How to encode categorical features for ML with scikit-learn
In an effort to embody categorical options in your Machine Studying mannequin, you need to encode them numerically utilizing “dummy” or “one-hot” encoding. However how do you do that accurately utilizing scikit-learn?
On this 28-minute video, you will be taught:
ColumnTransformerto encode your categorical options and put together your function matrix in a single step
- embody this step inside a
Pipelineso to cross-validate your mannequin and preprocessing steps concurrently
- Why you need to use scikit-learn (moderately than pandas) for preprocessing your dataset
If you wish to observe together with the code, you possibly can download the Jupyter notebook from GitHub.

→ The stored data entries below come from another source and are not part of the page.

PR #612, opened 2017-11-16
Fixed tab switching & "add layer" bugs

ZachTRice:
- [x] Change palettesLegend import to reference a function
- [x] Import googleAnalytics from worldview-components to fix tab error
- [x] Add previously undefined variables errors when adding layer.
- [x] Add check for null variable when passed into ui hide function.
- [x] Add previously undefined variables breaking the colorbar on hover
- [x] Fix layersInfo import naming preventing info window from opening
- [x] Fix layersOptions import naming preventing config window from opening
- [x] Fix `$colorBox is not defined` error in palettes/legend.js
- [x] Fix `palette is not defined` in palettes/model.js
- [x] Fix `ReferenceError: oldLegend is not defined` in palettes/model.js
- [x] Fix `cannot call methods on dialog prior to initialization; attempted to call method 'close'` error when attempting to use options button to open options dialog after info dialoag is open; or vice-versa

After latest updates to module-loaders base branch a few more bugs were introduced:
- [x] Fix nouislider dependency; `nouislider-browser` is v5, `nouislider` starts at v7. We were using v6.1.0
- [x] Fix jQuery dialog box styling affected by change to jQuery-ui-1.10.4
- [x] Fix `cache.removeWhere` "o.removeWhere is not a function" error -- relates to jscache package
- [x] Fix issue with opacity slider performing strangely onClick (slow to move around, and keeps moving after click release)

### DIFF
--- a/package.json
+++ b/package.json
@@ -98,7 +98,7 @@
     "jscrollpane": "^2.0.22",
     "lodash": "4.15.0",
     "mobiscroll-jquery": "^3.2.6",
-    "nouislider-browser": "^5.0.0-1",
+    "nouislider": "7.0.10",
     "ol": "^4.4.2",
     "perfect-scrollbar": "^0.8.1",
     "proj4": "2.3.3",
@@ -110,6 +110,7 @@
   },
   "browser": {
     "d3": "./web/ext/d3/d3.js",
+    "jscache": "./web/ext/jscache-gitba01cdc/cache.js",
     "isotope-layout": "./node_modules/isotope-layout/dist/isotope.pkgd.js",
     "jquery": "./node_modules/jquery/dist/jquery.js"
   },
--- a/package.json
+++ b/package.json
@@ -110,7 +110,6 @@
   },
   "browser": {
     "d3": "./web/ext/d3/d3.js",
-    "jscache": "./web/ext/jscache-gitba01cdc/cache.js",
     "isotope-layout": "./node_modules/isotope-layout/dist/isotope.pkgd.js",
     "jquery": "./node_modules/jquery/dist/jquery.js"
   },
--- a/web/css/main.css
+++ b/web/css/main.css
@@ -10,7 +10,7 @@
 @import url("../../node_modules/jquery.joyride/jquery.joyride.css");
 @import url("../../node_modules/jquery-jcrop/css/jquery.Jcrop.css");
 @import url("../../node_modules/ol/ol.css");
-@import url("../../node_modules/nouislider-browser/jquery.nouislider.css");
+@import url("../../node_modules/nouislider/distribute/jquery.nouislider.min.css");
 
 /* App CSS */
 @import url("fonts.css");
--- a/web/css/main.css
+++ b/web/css/main.css
@@ -10,7 +10,7 @@
 @import url("../../node_modules/jquery.joyride/jquery.joyride.css");
 @import url("../../node_modules/jquery-jcrop/css/jquery.Jcrop.css");
 @import url("../../node_modules/ol/ol.css");
-@import url("../../node_modules/nouislider/distribute/jquery.nouislider.min.css");
+@import url("../../node_modules/nouislider/src/jquery.nouislider.css");
 
 /* App CSS */
 @import url("fonts.css");
--- a/web/js/layers/active.js
+++ b/web/js/layers/active.js
@@ -8,8 +8,8 @@ import loEach from 'lodash/each';
 import loEachRight from 'lodash/eachRight';
 import util from '../util/util';
 import wvui from '../ui/ui';
-import layersInfo from './info';
-import layersOptions from './options';
+import {layersInfo} from './info';
+import {layersOptions} from './options';
 import {palettesLegend} from '../palettes/legend';
 
 export function layersActive(models, ui, config) {
--- a/web/js/layers/options.js
+++ b/web/js/layers/options.js
@@ -147,8 +147,7 @@ export function layersOptions(config, models, layer) {
         }
       })
       .on('slide', function () {
-        models.layers.setOpacity(layer.id, parseFloat($(this)
-          .val()));
+        models.layers.setOpacity(layer.id, $(this).val());
       });
     var $label = $('<div></div>')
       .addClass('wv-label')
--- a/web/js/layers/options.js
+++ b/web/js/layers/options.js
@@ -273,6 +273,7 @@ export function layersOptions(config, models, layer) {
   };
 
   var onRangeUpdate = function () {
+    var current;
     updateRangeLabels();
 
     var palette = models.palettes.get(layer.id, index);
--- a/web/js/layers/options.js
+++ b/web/js/layers/options.js
@@ -2,7 +2,7 @@ import $ from 'jquery';
 import 'jquery-ui/button';
 import 'jquery-ui/dialog';
 import 'icheck';
-import 'nouislider-browser/jquery.nouislider';
+import 'nouislider/distribute/jquery.nouislider';
 import 'perfect-scrollbar/jquery';
 import loEach from 'lodash/each';
 import loIndexOf from 'lodash/indexOf';
--- a/web/js/layers/options.js
+++ b/web/js/layers/options.js
@@ -273,14 +273,12 @@ export function layersOptions(config, models, layer) {
   };
 
   var onRangeUpdate = function () {
-    var current;
-    updateRangeLabels();
-
     var palette = models.palettes.get(layer.id, index);
     var imin = (loIsUndefined(palette.min)) ? 0 : palette.min;
     var imax = (loIsUndefined(palette.max))
       ? palette.legend.tooltips.length - 1 : palette.max;
-    current = [parseFloat($range.val()[0]), parseFloat($range.val()[1])];
+    var current = [parseFloat($range.val()[0]), parseFloat($range.val()[1])];
+    updateRangeLabels();
     if (!loIsEqual(current, [imin, imax])) {
       $range.val([imin, imax]);
     }
--- a/web/js/map/ui.js
+++ b/web/js/map/ui.js
@@ -80,13 +80,13 @@ export function mapui(models, config) {
       .on('remove', removeLayer)
       .on('visibility', updateLayerVisibilities)
       .on('opacity', updateOpacity)
-      .on('update', updateLayer);
+      .on('update', updateLayerOrder);
     models.date.events.on('select', updateDate);
     models.palettes.events
-      .on('set-custom', updateLayer)
-      .on('clear-custom', updateLayer)
-      .on('range', updateLayer)
-      .on('update', updateLayer);
+      .on('set-custom', updateLookup)
+      .on('clear-custom', updateLookup)
+      .on('range', updateLookup)
+      .on('update', updateLookup);
     $(window)
       .on('resize', onResize);
     updateProjection(true);
@@ -339,13 +339,13 @@ export function mapui(models, config) {
   /*
    * Reloads layer on change
    *
-   * @method updateLayer
+   * @method updateLayerOrder
    * @static
    *
    *
    * @returns {void}
    */
-  var updateLayer = function () {
+  var updateLayerOrder = function () {
     reloadLayers();
   };
 
@@ -370,6 +370,21 @@ export function mapui(models, config) {
         .setAt(index, createLayer(def));
     });
     updateLayerVisibilities();
+  };
+
+  /*
+   * Update layers for the correct Date
+   *
+   * @method updateLookup
+   * @static
+   *
+   *
+   * @returns {void}
+   *
+   * @todo Check if this function can be combined with updateLayerOrder
+   */
+  var updateLookup = function (layerId) {
+    reloadLayers();
   };
 
   self.getCustomLayerTimeout = function (layer) {
--- a/web/js/map/ui.js
+++ b/web/js/map/ui.js
@@ -80,13 +80,13 @@ export function mapui(models, config) {
       .on('remove', removeLayer)
       .on('visibility', updateLayerVisibilities)
       .on('opacity', updateOpacity)
-      .on('update', updateLayerOrder);
+      .on('update', updateLayer);
     models.date.events.on('select', updateDate);
     models.palettes.events
-      .on('set-custom', updateLookup)
-      .on('clear-custom', updateLookup)
-      .on('range', updateLookup)
-      .on('update', updateLookup);
+      .on('set-custom', updateLayer)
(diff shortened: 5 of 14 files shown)


web/js/layers/active.js
```diff
@@ -5,7 +5,7 @@ import util from '../util/util';
 import wvui from '../ui/ui';
 import layersInfo from './info';
 import layersOptions from './options';
-import palettesLegend from '../palettes/legend';
+import {palettesLegend} from '../palettes/legend';
```
localjo: Just curious, why is this change being made? Don't both versions mean the same thing?

web/js/util/load.js
```diff
@@ -36,8 +36,7 @@ export default (function () {
           loading -= 1;
           if (loading === 0) {
             clearTimeout(indicatorTimeout);
-            indicatorTimeout = null;
```
localjo: Was this line causing problems? I wonder if it was in there for browser compatibility?

ZachTRice: After testing, the fix is related to the next line in the code. Passing in a null parameter causes issues with the qvui hide function.

web/js/layers/active.js
ZachTRice: Otherwise I get `Uncaught TypeError: (0 , _legend2.default) is not a function`. To be perfectly fair, I am not entirely sure why it is only working this way. There seems to be quite a few gotchas related to import and export naming which I need to review further to understand what the issue is in this particular case.
https://stackoverflow.com/questions/36795819/when-should-i-use-curly-braces-for-es6-import/36796281

web/js/util/load.js
localjo: The next line uses `indicatorId` not `indicatorTimeout`

web/js/layers/active.js
localjo: Ah, I understand now. If you're importing something by name, rather than the default, the `{}` are required.

localjo:
This looks good to me. Could you update the wording of the commit message to use imperative mood before merging?

localjo:
This change seems to cause some problems when adding a layer. When I check the box for a layer I see;
`Uncaught TypeError: Cannot read property 'hide' of undefined                 load.js:40`

localjo:
This looks good to me. Could you update the wording of the commit message to use imperative mood before merging?

ZachTRice:
Commit message has been updated

web/js/layers/options.js
```diff
@@ -273,6 +273,7 @@ export function layersOptions(config, models, layer) {
   };
 
   var onRangeUpdate = function () {
+    var current;
```
localjo: You can add the `var` keyword on line 283 instead, since that's in the middle of the list of vars being declared for this function scope. If you want the variables to be defined first in this function, you can move the `updateRangeLabels()` call below that list.

web/js/palettes/legend.js
```diff
@@ -59,6 +59,7 @@ export function palettesLegend(spec) {
   };
 
   var renderScale = function ($legendPanel, legend, index, layerId) {
+    var $container, $colorbar;
```
localjo: You can add the `var` keyword to the next two lines where these variables are defined, instead of breaking the variable definitions into a separate line like this.

web/js/palettes/legend.js
```diff
@@ -116,10 +117,10 @@ export function palettesLegend(spec) {
   };
 
   var updateClasses = function (legend, index) {
+    var $colorBox;
```
localjo: You can add the `var` keyword two lines down where `$colorBox` is actually defined.

web/js/palettes/model.js
```diff
@@ -27,6 +27,7 @@ export function palettesModel(models, config) {
   };
 
   self.getCustom = function (paletteId) {
+    var palette;
```
localjo: You can add the `var` keyword to the next line instead.

web/js/palettes/model.js
```diff
@@ -346,7 +347,7 @@ export function palettesModel(models, config) {
 
     loEach(state.l, function (layerDef) {
       var layerId = layerDef.id;
-      var minValue, maxValue;
+      var values, minValue, maxValue;
```
localjo: Why are you defining `values` outside of the scope it was originally used in? It looks like the line `values = util.toArray(attr.value.split(';'));` should have the `var` keyword added to it to keep the variable in the same scope. Moving it out of that scope could change the behavior.

web/js/palettes/model.js
```diff
@@ -479,12 +480,13 @@ export function palettesModel(models, config) {
   };
 
   var updateLookup = function (layerId) {
+    var legend, oldLegend, entries;
```
localjo: You're moving these variables outside of their original scope. Why?

web/js/palettes/legend.js
ZachTRice: There are two each methods containing `$colorbox`, so this var needs to be defined at the top in this function.

web/js/palettes/model.js
```diff
@@ -479,12 +480,13 @@ export function palettesModel(models, config) {
...
+    var lookup = {};
```
localjo: You're moving this declaration before the ["early return"](https://forum.freecodecamp.org/t/the-return-early-pattern/19364) on the next line. There would be no need to declare it if the function returns early.

web/js/palettes/legend.js
localjo: It looks like those are two different `$colorBox` variables that just happen to have the same name. Are they supposed to refer to the exact same element? Doesn't making them use the same variable increase the risk that one might overwrite the other?

localjo: That existing lodash each loop is a little strange. It looks like the same loop happens twice;
```
loEach(legend.colors, function (color, classIndex) {
```
That could probably be simplified to only happen once.

web/js/palettes/model.js
ZachTRice: Otherwise `values` is undefined. Seems to make sense to define it here.

web/js/palettes/model.js
ZachTRice: Otherwise these values are undefined and when you use these features in WV, the console throws a `ReferenceError: oldLegend is not defined` error.

web/js/palettes/legend.js
ZachTRice: Yea, this is weird. It seems like these two can be combined, I'll look at combining these.

web/js/palettes/model.js
localjo: Why do you need `values` to be defined outside of the scope it was originally defined in? This `var` declaration belongs inside of the `loEach` loop, on line 358 where it's being given a value for the first time, unless you're using it before that.

web/js/palettes/model.js
localjo: There are no lines referencing these values outside of their original scope. You should add the `var` keyword inside the `loEach` loop, and you can just add it to the lines where those variables are given values. No need to make it a separate line.

localjo:
Keep in mind that everything inside of a lodash.each loop is inside of a callback function, which means [it's in a new scope](http://2ality.com/2011/02/javascript-variable-scoping-and-its.html). We should be careful about changing variable scopes unintentionally because it could have side effects that very difficult to debug during a refactor.

ZachTRice:
Thanks. I have moved variables back into the each loops for now. Layer sidebar info, option and colorbar functions are all working. There is still a bug when hovering the map where the colorbar label doesnot appearing but this code is related to the map (code in map/runningdata.js) so I am going to document that in the main module loaders branch.

web/js/palettes/legend.js
```diff
@@ -118,11 +118,13 @@ export function palettesLegend(spec) {
...
     $panel.empty();
+    var $detailPanel = $('<div></div>');
     loEach(legend.colors, function (color, classIndex) {
-      var $colorBox;
+      var label = legend.tooltips[classIndex];
+      label = (legend.units) ? label + ' ' + legend.units : label;
       var $runningDataPointLabel = $('<span></span>')
         .addClass('wv-running-category-label');
-      $colorBox = $('<span></span>')
+      var $colorBox = $('<span></span>')
```
localjo: It looks like the `$colorBox` in the first loop and the `$colorBox` in the second loop are different HTML elements, so I think they should use two different variables. You could either give the two elements different variable names, which is probably easiest, or refactor a bit more and eliminate the need to store the "color box" in an intermediate variable at all. What do you think?

ZachTRice:
This PR is a complete mess now after merging in the latest changes to `module-loaders` which includes the addition of imported modules. One of the big issues is the inconsistencies with the packages we were using before.

`jquery-ui-1.11.4` was used before, now we are imprting `jquery-ui-1.10.4`. This has affected the styles of the dialog box, not to mention any other js issues that may arise that aren't evident.

`noUiSlider` was using 6.1.10, now I am trying to import `noUiSlider` 7.0.10 because it is the closest version that is semi-working. NPM linking and importing 6.1.10 fixes some issues but then I am left debugging additional (new) issues related to `cache.removeWhere` function which I am trying to track down.

localjo:
It might be best to track down these problems one at a time. Since we don't have testing in place to confirm that our changes aren't breaking things we need to be very careful about reviewing each other's changes and looking for problems. The version mismatches should have been caught before they were merged. But the nature of trying to refactor an app with years of technical debt and no testing is that we're going to have a lot of bugs to track down.

ZachTRice:
The cache issue and slider issues appear to be only used in this area of the app so I am documenting this issues here. If they end up being larger in scope, then I will create a task in the main branch. The version mismatches are just going to be that way since there aren't equivalent npm packages.

ZachTRice:
@localjo could I get you to look over this PR when you get a chance. I would like to get it merged into the base module-loaders branch. It is currently up to speed with the latest changes in that branch.

web/css/main.css
```diff
@@ -10,7 +10,7 @@
 @import url("../../node_modules/jquery.joyride/jquery.joyride.css");
 @import url("../../node_modules/jquery-jcrop/css/jquery.Jcrop.css");
 @import url("../../node_modules/ol/ol.css");
-@import url("../../node_modules/nouislider-browser/jquery.nouislider.css");
+@import url("../../node_modules/nouislider/distribute/jquery.nouislider.min.css");
```
localjo: If there's a non-minified version of CSS, you should prefer that, since the build script minifies and generates a source map that points to the original file. If we include the minified version, we lose the ability to use the source map.

web/js/layers/options.js
```diff
@@ -147,8 +147,7 @@ export function layersOptions(config, models, layer) {
         }
       })
       .on('slide', function () {
-        models.layers.setOpacity(layer.id, parseFloat($(this)
-          .val()));
+        models.layers.setOpacity(layer.id, $(this).val());
```
localjo: Why did you remove the `parseFloat` here?

web/js/map/ui.js
```diff
@@ -337,15 +337,15 @@ export function mapui(models, config) {
...
    *
-   * @method updateLayerOrder
+   * @method updateLayer
    * @static
    *
    *
    * @returns {void}
    */
-  var updateLayerOrder = function () {
+  var updateLayer = function () {
```
localjo: Why did you rename this function? `updateLayerOrder` and `updateLayer` mean different things. Is this function doing something different than it was before?

web/js/map/ui.js
```diff
@@ -80,13 +80,13 @@ export function mapui(models, config) {
...
-      .on('update', updateLayerOrder);
+      .on('update', updateLayer);
     models.date.events.on('select', updateDate);
     models.palettes.events
-      .on('set-custom', updateLookup)
-      .on('clear-custom', updateLookup)
-      .on('range', updateLookup)
-      .on('update', updateLookup);
+      .on('set-custom', updateLayer)
+      .on('clear-custom', updateLayer)
```
localjo: Why did you change which function is passed as a callback on these four lines?

web/js/map/ui.js
localjo: If this function is just calling `reloadLayers`, why not use that directly, instead of having it wrapped inside another function?

web/js/palettes/legend.js
```diff
@@ -136,14 +135,15 @@ export function palettesLegend(spec) {
...
       $colorBox.on('mouseout', hideUnitsOnMouseOut);
     });
+    // TODO: Review this each loop. It can probably be removed.
     var $detailPanel = $('<div></div>');
     loEach(legend.colors, function (color, classIndex) {
       var label = legend.tooltips[classIndex];
       label = (legend.units) ? label + ' ' + legend.units : label;
       var $row = $('<div></div>')
-        .addClass('wv-palettes-class-detail')
+        .addClass('$colorBox')
```
localjo: Why are you changing the class on each row to `$colorBox` instead of `wv-palettes-class-detail`?

package.json
```diff
@@ -110,6 +110,7 @@
   },
   "browser": {
     "d3": "./web/ext/d3/d3.js",
+    "jscache": "./web/ext/jscache-gitba01cdc/cache.js",
```
localjo: Can this be removed?

web/js/layers/options.js
ZachTRice: `parseFloat` was affecting the click dragging of the slider. There were performance issues / bugginess. Removing it fixes these issues. The step, min and max are defined so I don't see why it is needed.

web/js/map/ui.js
ZachTRice: When we found out that `cache.removeWhere` was broken, I removed it from `updateLookup`. This only left a call to `reloadLayers` within `updateLookup`. But there was another function only calling `reloadLayers`, `updateLayerOrder` so I removed `updateLookup` and renamed `updateLayerOrder` to `updateLayer` since that is a more accurate description of what is happening.

web/js/map/ui.js
ZachTRice: I tried using it directly, but it wasn't working.

web/js/palettes/legend.js
ZachTRice: This was accidentally introduced. Good catch.

web/js/map/ui.js
ZachTRice: Also, see my comment above about the reason behind renaming this function.

ZachTRice:
The iCheck issue was related to a change in the "patched" version of iCheck we were running before. See:
https://github.com/fronteed/icheck/blob/1.x/icheck.js#L157
is not the same as
https://github.com/nasa-gibs/worldview/commit/ba80f504d313b0d5b87cfe848ad17ee723e2eb49#diff-dc550be1377c6cbd4583cac3ad4af6d5R157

Click on on a timestamp under to leap to a selected part:
0:22 Why do you have to use a
2:30 Preview of the lesson
3:35 Loading and getting ready a dataset
6:11 Cross-validating a easy mannequin
10:00 Encoding categorical options with
15:01 Deciding on columns for preprocessing with
19:00 Making a two-step
19:54 Cross-validating a
21:44 Making predictions on new knowledge
23:43 Recap of the lesson
24:50 Why do you have to use scikit-learn (moderately than pandas) for preprocessing?
P.S. Wish to grasp Machine Studying in Python? Enroll in my on-line course, Machine Learning with Text in Python!